The would-be bank’s investment grade BBB- rating, which it needs to secure a banking licence, was put on negative outlook today, with S&P saying it needs o see an “improvement in Heartland’s earnings and in Heartland managing down its exposure to the legacy property development book,” it said in a statement. Management is focusing its efforts on addressing these areas, Heartland said.
“The change in outlook does not imply any deterioration in underlying risk, but rather reflects the rating agency’s desire to see faster improvement in earnings and exit of the legacy property development book,” the company said.
That comes two weeks after the lender said net profit was between $6 million and $8 million in the 12 months ended June 30, and that this will shoot up to between $20 million and $24 million next financial year when it takes on the PGG Wrightson Finance unit.

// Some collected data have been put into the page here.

PR #366, opened 2024-08-23
Txs coming into reth mempool should get proxied to cbft

scottmillner:


crates/transaction-pool/src/pool/mod.rs
```diff
@@ -423,6 +424,30 @@ where
...
+
+                // create TransactionSigned from Transaction
+                let transaction_signed =
+                    transaction.transaction().to_recovered_transaction().into_signed();
+                let mut tx_bytes = Vec::new();
+                transaction_signed.encode_enveloped(&mut tx_bytes);
+
+                // spawn a task to send the tx to CometBFT mempool
+                // we don't care about the result since CometBFT will send a check_tx message
+                tokio::spawn(async move {
```
arminsabouri: I dont know if this is neccecary. the async method will respond immediately regardless of the checkTx response

arminsabouri (changes requested):

crates/transaction-pool/src/pool/mod.rs
scottmillner: yeah i thought i had to call `.await` since the method was async but can drop that and ignore the result

done!

arminsabouri (approved):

Heartland will pay for the Wrightson unit by raising $35 million from existing shareholders, via a share purchase plan, in a deal underwritten by Pyne Gould Corp. for $10 million and by Impact Capital Management, a private company representing interests of South Island investors, the Tomlinson family.
PGG Wrightson Ltd. and Pyne Gould will each buy $10 million of shares in Heartland through private placements.
Wrightson is carving out some $96.5 million of loans into a special purpose vehicle to refinance or realise those assets in the short- to medium-term, and will provide a $30 million guarantee on certain loans sold to Heartland. According to Wrightson’s first-half results, impaired and past due loans amounted to $111.6 million.
In June, the New Zealand Shareholders’ Association said the $100 million acquisition undervalued the $491 million loan book.
Heartland’s shares were unchanged at 58 cents, and have dropped 34% this year.